An adhesive composition solution was obtained in the same manner as in example 1, except that the kind and the addition amount of the curing agent in the case of obtaining the adhesive composition solution were changed to those shown in table 3. Then, a laminate was obtained in the same manner as in example 1.

Examples 29 to 32

An adhesive composition solution was obtained in the same manner as in example 1, except that 2 kinds of curing agents were used when obtaining the adhesive composition solution, and the kind and the addition amount were changed to those shown in table 4. Then, a laminate was obtained in the same manner as in example 1.

The characteristics of the copolyester, the adhesive composition and the laminate obtained in examples and comparative examples are shown in tables 1 to 4.

[ Table 1]

[ Table 2]

[ Table 3]

[ Table 4]

The adhesive compositions obtained in examples 1 to 32 satisfy the constitution specified in the present invention, and therefore, are excellent in adhesion to metals and also excellent in heat resistance and moist heat resistance. Therefore, the laminates obtained using these adhesive compositions were excellent in the evaluation results of their performances.

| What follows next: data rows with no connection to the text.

PR #10, opened 2022-01-07
new method to disconnect dock api

maycon-mello:


src/services/dock.js
```diff
@@ -136,6 +136,9 @@ export default {
       isDockReady = true;
       return result;
     },
+    async disconnect(...params) {
```
SamHellawell, line 139: should we set isDockReady to false?

maycon-mello: Yes

SamHellawell (approved):

PR #11, opened 2022-01-31
Feat/wallet sdk validations

maycon-mello:


packages/core/lib/core/validation.js
```diff
@@ -13,7 +13,7 @@ export function isNumberValid(v: any) {
 }
 
 export function assertKeyType(type) {
-  assert(KeypairTypes.find(t => t === type), `Invalid keypair type ${type}. Expected on of ${KeypairTypes.join(',')}`);  
+  assert(!!KeypairTypes.find(t => t === type), `Invalid keypair type ${type}. Expected on of ${KeypairTypes.join(',')}`);
```
mike-parkhill, line 16: linting and I'm not sure `Expected on of ${xx}` makes sense grammatically.

packages/core/lib/modules/accounts.js
```diff
@@ -188,23 +188,23 @@ export class Accounts {
     assert(!accountExists, Errors.accountAlreadyExists);
 
     if (json) {
-      const pair = await KeyringRpc.addFromJson(json, password);
+      const pair = await keyringService.addFromJson(json, password);
 
       assert(pair && pair.type, 'invalid keypair');
 
-      keyPairType = pair.type;
+      type = pair.type;
```
mike-parkhill, line 195: why the rename? Isn't keypairtype more descriptive?

mike-parkhill (commented):
what's happening with getting rid of the *rpc wrappers in the latest commits?

packages/core/lib/index.js
```diff
@@ -4,7 +4,6 @@ import rpcServer from './rpc-server';
 
 console.log('testing');
```
mike-parkhill, line 5: we should probably clear this log entry?

packages/core/lib/modules/wallet-backup.test.js
```diff
@@ -1,16 +1,7 @@
...
-  noDocumentsFound,
-  noAccountsFound,
-} from './wallet-backup';
-import {walletService} from '../services/wallet/service';
-import {getPromiseError} from '../services/test-utils';
-import emptyBackup from '../test/fixtures/backup-files/empty-json.json';
-import emptyBackup2 from '../test/fixtures/backup-files/wallet-backup-1.json';
+import { getPromiseError } from '../services/test-utils';
+import { walletService } from '../services/wallet/service';
 import backup11 from '../test/fixtures/backup-files/wallet-backup-11.json';
```
mike-parkhill, line 3: can we name the backup files to describe the scenario? e.g. `wallet-backup-empty-file.json`

packages/react-native/lib/message-handler.test.js
```diff
@@ -60,22 +62,22 @@ describe('Message handler', () => {
     expect(eventHandler._handleRpcResponse).toBeCalled();
   });
 
-  it('expect to handle json-rpc-request event', async () => {
-    const event = createTestEvent('json-rpc-request');
-    await eventHandler.handleEvent(event);
-    expect(eventHandler._handleRpcRequest).toBeCalled();
-    expect(rnRpcServer.receive).toBeCalled();
-  });
+  // it('expect to handle json-rpc-request event', async () => {
```
mike-parkhill, line 65: why are these commented out?

packages/core/lib/modules/accounts.js
maycon-mello: type is used by polkadot js library, trying to use the same parameter name

packages/core/lib/core/validation.js
maycon-mello: It should be `Expected one of ${xx}`. Let me fix that, is that better? Lemme know if you have any other sugestion

packages/core/lib/modules/accounts.js
mike-parkhill: Okay, that makes sense.

packages/core/lib/modules/wallet.test.js
```diff
@@ -45,6 +46,8 @@ describe('ApiModule', () => {
   it('Expect to import wallet from backup file', async () => {
     const password = 'test';
 
+    await wallet.close();
```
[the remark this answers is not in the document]
maycon-mello: This test case will create a new wallet from a backup file. But there is a wallet created already, being used by previous test cases, so it's required to close the wallet. There is a afterAll already, which will close the wallet as well.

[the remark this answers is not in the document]
maycon-mello: But just when all the tests are done

packages/core/lib/modules/wallet-backup.test.js
maycon-mello: fixed

packages/core/lib/modules/wallet.test.js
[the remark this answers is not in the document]
mike-parkhill: Do the other tests share data, or just the wallet? How much overhead does opening and closing the wallet for each test add?

This is probably fine as long as tests remain sequential and this test always runs after all the others, but it is baking some assumptions into the test flow that may or may not be clear to other devs coming in here.

scripts/test-teardown-globals.js
```diff
@@ -1,5 +1,5 @@
 module.exports =  () => {
-  if (process.env.CI) {
+  // if (process.env.CI) {
```
mike-parkhill, line 2: why are these commented out?

packages/core/lib/modules/wallet.test.js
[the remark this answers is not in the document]
mike-parkhill: Can you add a comment for this test that it needs to run last because it needs to setup its own wallet? Once you've done that I think I'm good.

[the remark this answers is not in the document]
maycon-mello: I've pushed a code refactoring. Now it will group related tests and make sure the wallet gets closed properly for each group.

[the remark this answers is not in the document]
mike-parkhill: I like that grouping better.

PR #15, opened 2022-03-29
Credentials storage

maycon-mello:


packages/core/package.json
```diff
@@ -17,6 +17,7 @@
         "bignumber.js": "^9.0.1",
         "react-native-keychain": "^8.0.0",
         "realm": "^10.10.1",
+        "axios": "^0.25.0",
```
mike-parkhill, line 20: we're using `isomorphic-unfetch` in Dock Certs. Is there an advantage to one over the other? Any value in being consistent?

packages/credentials/lib/credentials.test.js
```diff
@@ -0,0 +1,89 @@
...
+      add: jest.fn().mockReturnValue({
+        id: 1,
+        value: testCredential,
+      }),
+    };
+    const credentials = new Credentials({wallet});
+
+    it('Expect to download credential', async () => {
+      const url =
+        'https://creds.dock.io/1d28317eb63495340414fb11346d5b7f5fd50b65aa06c8064d88ec3ec993a29b?p=dGVzdA%3D%3D';
```
mike-parkhill, line 76: at some point we might need to switch to a locally spun up test web server so we're not overloading production, but for now this is probably fine.

mike-parkhill (commented):
do backups include credentials? Or will they?

maycon-mello:
> do backups include credentials? Or will they?

Yes, credentials are stored in the wallet as documents. So it will be included/restored on backups as we have for accounts.

packages/core/package.json
maycon-mello: Axios seems to have better tooling to mock requests, also reduces the amount of code required to handle json responses for example. I've never tried `isomorphic-unfetch` on react-native, but axios is supported without issues

mike-parkhill (approved):

PR #17, opened 2022-05-12
@docknetwork/wallet-sdk-dids

osinakayah:


packages/dids/src/did.methods/did.key.manager.ts
```diff
@@ -0,0 +1,48 @@
...
+  public static getInstance(): IDidManager {
+    if (!DidKeyManager.instance) {
+      DidKeyManager.instance = new DidKeyManager();
+    }
+
+    return DidKeyManager.instance;
+  }
+
+
+  async saveDID(did: string): Promise<boolean> {
```
SamHellawell, line 32: you need to save the whole DID JSON-LD document, not just a string. you also need to save the associated keypairs

packages/dids/src/did.methods/did.key.manager.ts
```diff
@@ -0,0 +1,48 @@
...
+
+  private constructor() {
+    this.wallet = Wallet.getInstance();
+  }
+  async createDID(options = {}): Promise<string> {
+    const didDocument = await driver().generate();
+    return didDocument.id.toString()
+  }
+
+  async resolveDID(did: string): Promise<any> {
```
SamHellawell, line 19: this method should first check if the document exists in the wallet already or not as it can be used as a cache

packages/dids/src/did.methods/did.key.manager.ts
```diff
@@ -0,0 +1,48 @@
...
+export class DidKeyManager  implements IDidManager{
+  private static instance: IDidManager;
+
+
+  private wallet;
+
+  private constructor() {
+    this.wallet = Wallet.getInstance();
+  }
+  async createDID(options = {}): Promise<string> {
```
SamHellawell, line 14: creating a did string isnt really very useful, in this case itd be better to return the whole document

packages/dids/src/did.methods/did.key.manager.ts
SamHellawell: could make sense if we only used the did:key method, but to support more in the future makes sense to just store the documents so we dont have to ping the chain every time. it will also save the need to have to do expensive crypto operations on the app side through RPC just to view DID info

SamHellawell: please note though that you should not store the private keys in the document. this library generates keys and exposes the PKs inside the DID document when using generate. we will be sharing these DID documents between agents (wallets) at some point in the future, so we cant expose PK info. thats why they should be stored like account keys are currently in a separate document with an ID that can be referenced

packages/dids/src/did.methods/did.key.manager.ts
```diff
@@ -0,0 +1,52 @@
...
+    if (!DidKeyManager.instance) {
+      DidKeyManager.instance = new DidKeyManager();
+    }
+    return DidKeyManager.instance;
+  }
+
+
+  async saveDID(didDocument: any): Promise<DIDResponse> {
+    const doc = await this.wallet.add({
+      type: 'DID',
```
SamHellawell, line 29: this isnt the correct document format for a DID resolution. it should be like: https://w3c-ccg.github.io/universal-wallet-interop-spec/#DIDResolutionResponse

packages/dids/src/index.ts
```diff
@@ -0,0 +1,7 @@
+
+import { DidKeyManager } from './did.methods/did.key.manager';
+
+
+DidKeyManager.getInstance().saveDID('did:key:z6MkwdAManAKt5L5tp1BChkzfH1vESsdUbpnBcsnedsqqPRV').then((res)=>{
+  console.log(res)
```
maycon-mello, line 6: Is this required?

packages/dids/src/did.methods/did.key.manager.ts
osinakayah: Yeah. "content" property has the actual document

SamHellawell: which isnt correct

PR #18, opened 2022-05-18
Wallet did

osinakayah:


packages/dids/src/index.js
```diff
@@ -0,0 +1,61 @@
+import {Ed25519VerificationKey2020} from '@digitalbazaar/ed25519-verification-key-2020';
+import {CryptoLD} from 'crypto-ld';
+const didKeyDriver = require('@digitalbazaar/did-method-key').driver();
+
+export const DIDKeyManager = (function () {
+  let wallet;
+
+  const createDidKeyPair = async () => {
```
SamHellawell, line 8: we need to use the existing polkadot keypairs and their generation (exaclty the same as used for accounts)

SamHellawell: this class shouldnt even care about generating keypairs at all

packages/dids/src/index.js
```diff
@@ -0,0 +1,61 @@
...
+    const cryptoLd = new CryptoLD();
+    cryptoLd.use(Ed25519VerificationKey2020);
+    return cryptoLd.generate({type: 'Ed25519VerificationKey2020'});
+  };
+  const saveDiDKeyPair = keyPair => {
+    return saveToWallet({
+      type: 'KEY',
```
SamHellawell, line 15: this class shouldnt be saving keypairs, it should ideally take a key document from the wallet to produce the DID

packages/dids/src/index.js
osinakayah: > we need to use the existing polkadot keypairs and their generation (exaclty the same as used for accounts)
@SamHellawell 

Please do you have a reference to where we did this, probably in the dock certs or dock app.
Because from my understanding, we generate accounts from mnemonics in the dock app.

SamHellawell: the accounts are keypairs generated from a mnemonic seed. this is done in the dock app somewhere, but im not sure where. @maycon-mello can maybe help with this. essentially we just need to take a keypair document and get it to a method to format that into a did document (we need to do it this way to support did:dock later)

maycon-mello: we should be able to resolve the existing keypair document. Maybe could create something like `getDIDDocument(account: string)` passing the account id as arguments

PR #19, opened 2022-05-19
DID manager

osinakayah:


packages/dids/src/index.js
```diff
@@ -0,0 +1,34 @@
+import {v4 as uuidv4} from 'uuid';
+const didKeyDriver = require('@digitalbazaar/did-method-key').driver();
```
SamHellawell, line 2: should be able to use import here instead of require

packages/dids/tests/didmanager.test.js
```diff
@@ -0,0 +1,23 @@
...
+    const {didResolution} = await DIDKeyManager.createDID({});
+    expect(didResolution).toHaveProperty('correlation');
+    expect(didResolution).toHaveProperty('@context');
+    expect(didResolution).toHaveProperty('id');
+    expect(didResolution).toHaveProperty('type', ['DIDResolutionResponse']);
+    expect(didResolution).toHaveProperty('didDocument');
+    expect(didResolution.correlation.length).toBe(0);
+
+    console.log(didResolution);
+    expect(didKeyDriver._keyPairToDidDocument).toBeCalledWith({
```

The adhesive composition of comparative example 1 had a softening point as low as 55 ℃ and poor heat resistance because the content of the curing agent was as low as 0.1 part by mass.

The adhesive composition of comparative example 2 had poor adhesiveness because the content of the curing agent was as high as 15.7 parts by mass.

The adhesive composition of comparative example 3 had a low number average molecular weight of 16000 and a low softening point of 85 ℃.

The adhesive composition of comparative example 4 has poor adhesion and moist heat resistance because the content of polyalkylene glycol having a repeating unit of 2 to 4 carbon atoms in the glycol component of the copolyester is as low as 0.5 mol%, and the glass transition point of the copolyester is as high as 65 ℃.

The adhesive composition of comparative example 5 has a softening point as low as 80 ℃ and poor heat resistance because the content of the polyalkylene glycol having a repeating unit of 2 to 4 carbon atoms in the glycol component of the copolyester is as high as 25 mol%.

The adhesive composition of comparative example 6 was poor in both adhesiveness because the content of neopentyl glycol as a diol having a side chain in the copolyester was as low as 20 mol% in the diol component, and the content of isophthalic acid in the copolyester was as low as 20 mol% in the acid component in the adhesive composition of comparative example 7. In addition, the solubility of any adhesive composition in an organic solvent is poor.

Claims

1. An adhesive composition characterized by comprising 100 parts by mass of a copolyester and 0.2 to 15 parts by mass of a curing agent,

the content of the diol having a side chain in the diol component of the copolyester is 30 mol% or more, the content of the polyalkylene glycol having 2 to 4 carbon atoms in the repeating unit, 2 or more species and at least 1 species having a number average molecular weight of 200 or more is 1 to 20 mol%,

the softening point of the adhesive composition is 90 ℃ or higher.

2. A laminate comprising a layer composed of the adhesive composition according to claim 1.

3. A flexible flat cable comprising the laminate of claim 2.